:: Task description ::
All lines between the start of the listing below and the line containing "IMHO I can't", inclusive, must be repeated exactly.
---------------
Issue #985, opened 2020-09-22
Add statistics


AlCalzone:
Things that should be considered (total and per node):

- [x] Transmitted messages per node (#2736)
- [x] Transmitted messages (controller) (#2736)
- [x] Received messages per node (#2736)
- [x] Received messages (controller) (#2736)
- [x] Dropped messages from nodes
- [x] Dropped messages from the controller (#2736)
- [x] Controller errors (CAN, NAK, timeout) (#2736)
- [ ] Node errors (NoACK, timeout, ...) (done in #2736, but currently no distinction between not sent and NoACK)
- [x] Response time (#4022)
- [x] Background RSSI, current and average (done in #5545)
- [ ] Failures during interview
- [x] When was a node last seen (alive/awake/unsolicited msg) (#6008)
- [ ] Queue: size, what is in the queue? (#1270)

LordMike:
> Bonus to having events per message, rather than just counters, is also being able to see how long it actually took to deliver that "turn on" message. Would help immensely in tracking down where delays are occurring, when lights appear slow.

https://github.com/zwave-js/node-zwave-js/issues/1270#issuecomment-757505434

nicoh88:
+1 for `last seen`

jaimevisser:
Especially on bigger z-wave networks this would be a big help in tuning sensor data output.

Masterz69:
Missing ```last seen``` property on Home Assistant for ZWave devices.

Just today had an situation: FGBS-222 was powered off for ~25 minutes.
Device is configured to report every 5 minutes, couple of messages not received by controller.
ZWAVEJS2MQTT device ```node status``` still ```alive``` :( 
- as no configuration on device level: when to declare device  to not ```alive``` when no messages received from.

IMHO I can't relay on ```node status``` to determine actual device status.
```last seen``` will help to react on devices sending no info long time.

AlCalzone:
`lastSeen` will be added in https://github.com/zwave-js/node-zwave-js/pull/6008

PR #2736, opened 2021-05-30
feat: implement transmission statistics for the controller and nodes

AlCalzone:
Implements part of #985 

Both the controller and all nodes now have an event `"statistics updated"`, which is emitted whenever something in this regard changes (but throttled). It is likely that not all edge cases are covered here, but this should be a good start to get some insight into what the network does.

Example usage:
```ts
		driver.controller.on("statistics updated", (s) => {
			console.debug(s);
		});
		for (const node of driver.controller.nodes.values()) {
			node.on("statistics updated", (s) => {
				console.debug({
					node: node.id,
					...s,
				});
			});
		}
```
would cause these logs to go into the debugging console:
grafik


AlCalzone:
@robertsLando Any questions/thoughts?

robertsLando:
Nope, it's clear :)

PR #2737, opened 2021-05-30
fix(config): add missing param 1 config option to Jasco 35931

airdrummingfool:
Parameter 1 controls the power-on behavior of the light (i.e. after a power outage). Right now the available options both involve the light coming on after power is restored, but there is another option that restores the light's previous state (which means if it was off before losing power, it will stay off after power is restored).

I found the 3rd option listed here: http://manuals-backend.z-wave.info/make.php?lang=en&sku=39723&cert=ZC10-17075703, but was unable to find any other detailed documentation for this device. However, I own multiple of these devices and have already tested this change on my local zwave-js instance.

This is an important option IMO - I've woken up in the middle of the night because my bedroom lights came on after a power fluctuation 😆

### DIFF
--- a/packages/config/config/devices/0x0063/35931.json
+++ b/packages/config/config/devices/0x0063/35931.json
@@ -28,11 +28,11 @@
 					"value": 0
 				},
 				{
-					"label": "Last brightness setting",
+					"label": "Last non-zero brightness",
 					"value": 1
 				},
 				{
-					"label": "Last lamp status",
+					"label": "Previous state",
 					"value": 2
 				}
 			]
--- a/packages/config/config/devices/0x0063/35931.json
+++ b/packages/config/config/devices/0x0063/35931.json
@@ -19,7 +19,7 @@
 			"label": "Dim level when light is turned ON",
 			"valueSize": 1,
 			"minValue": 0,
-			"maxValue": 1,
+			"maxValue": 2,
 			"defaultValue": 0,
 			"allowManualEntry": false,
 			"options": [
@@ -30,6 +30,10 @@
 				{
 					"label": "Last brightness setting",
 					"value": 1
+				},
+				{
+					"label": "Last lamp status",
+					"value": 2
 				}
 			]
 		},
--- a/packages/config/config/devices/0x0063/35931_39723.json
+++ b/packages/config/config/devices/0x0063/35931_39723.json
@@ -1,7 +1,7 @@
 {
 	"manufacturer": "GE/Jasco",
 	"manufacturerId": "0x0063",
-	"label": "35931",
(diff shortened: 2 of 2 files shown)


packages/config/config/devices/0x0063/35931.json
```diff
@@ -30,6 +30,10 @@
 				{
 					"label": "Last brightness setting",
 					"value": 1
+				},
+				{
+					"label": "Last lamp status",
+					"value": 2
 				}
```
AlCalzone: So 1 is the last non-zero brightness and 2 is the previous state?

airdrummingfool: Correct. With `2`, a lamp that is off will remain off after a power cycle. If the lamp is on before power is cycled, the behavior is the same as `1`.

AlCalzone:
@blhoward2 the Z-Wave alliance lists this device as Enbrighten 39723, not GE/Jasco 35931. Any clue why we call it differently?

airdrummingfool:
As a data point, my bulbs have the Enbrighten logo (no GE/Jasco markings) and are labeled `35931` (i.e. a mix of the two).

gregsheremeta:
As far as I can tell, Jasco makes every zwave thing that's branded GE or Enbrighten. They also self brand some stuff. They also make a lot of Honeywell branded stuff.

Forgive me if this is already well-known -- I'm new :)

blhoward2:
Yes, Jasco makes all of those and some for other companies. @AlCalzone they reuse device fingerprints in some other areas I believe but I'll look into this more.

AlCalzone:
@blhoward2 let me know what you find out

blhoward2:
So, it appears that both the 35931 and the 39723 share the same fingerprint.

https://products.z-wavealliance.org/products/1942?selectedFrequencyId=-1

https://products.z-wavealliance.org/products/2528?selectedFrequencyId=-1

packages/config/config/devices/0x0063/35931.json
```diff
@@ -30,6 +30,10 @@
 				{
 					"label": "Last brightness setting",
```
AlCalzone:
```suggestion
					"label": "Last non-zero brightness",
```

packages/config/config/devices/0x0063/35931.json
```diff
@@ -30,6 +30,10 @@
...
 					"value": 1
+				},
+				{
+					"label": "Last lamp status",
```
AlCalzone:
```suggestion
					"label": "Previous state",
```

AlCalzone (changes requested):

AlCalzone (approved):

PR #2798, opened 2021-06-07
fix: make `startLevelChange` options optional in MultilevelSwitchCC

robertsLando:


AlCalzone:
What is this supposed to achieve? A level change needs a direction (up/down) and either a start level or the flag to ignore the start level.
---------------
:: Answer to the exercise ::
Issue #985, opened 2020-09-22
Add statistics


AlCalzone:
Things that should be considered (total and per node):

- [x] Transmitted messages per node (#2736)
- [x] Transmitted messages (controller) (#2736)
- [x] Received messages per node (#2736)
- [x] Received messages (controller) (#2736)
- [x] Dropped messages from nodes
- [x] Dropped messages from the controller (#2736)
- [x] Controller errors (CAN, NAK, timeout) (#2736)
- [ ] Node errors (NoACK, timeout, ...) (done in #2736, but currently no distinction between not sent and NoACK)
- [x] Response time (#4022)
- [x] Background RSSI, current and average (done in #5545)
- [ ] Failures during interview
- [x] When was a node last seen (alive/awake/unsolicited msg) (#6008)
- [ ] Queue: size, what is in the queue? (#1270)

LordMike:
> Bonus to having events per message, rather than just counters, is also being able to see how long it actually took to deliver that "turn on" message. Would help immensely in tracking down where delays are occurring, when lights appear slow.

https://github.com/zwave-js/node-zwave-js/issues/1270#issuecomment-757505434

nicoh88:
+1 for `last seen`

jaimevisser:
Especially on bigger z-wave networks this would be a big help in tuning sensor data output.

Masterz69:
Missing ```last seen``` property on Home Assistant for ZWave devices.

Just today had an situation: FGBS-222 was powered off for ~25 minutes.
Device is configured to report every 5 minutes, couple of messages not received by controller.
ZWAVEJS2MQTT device ```node status``` still ```alive``` :( 
- as no configuration on device level: when to declare device  to not ```alive``` when no messages received from.

IMHO I can't relay on ```node status``` to determine actual device status.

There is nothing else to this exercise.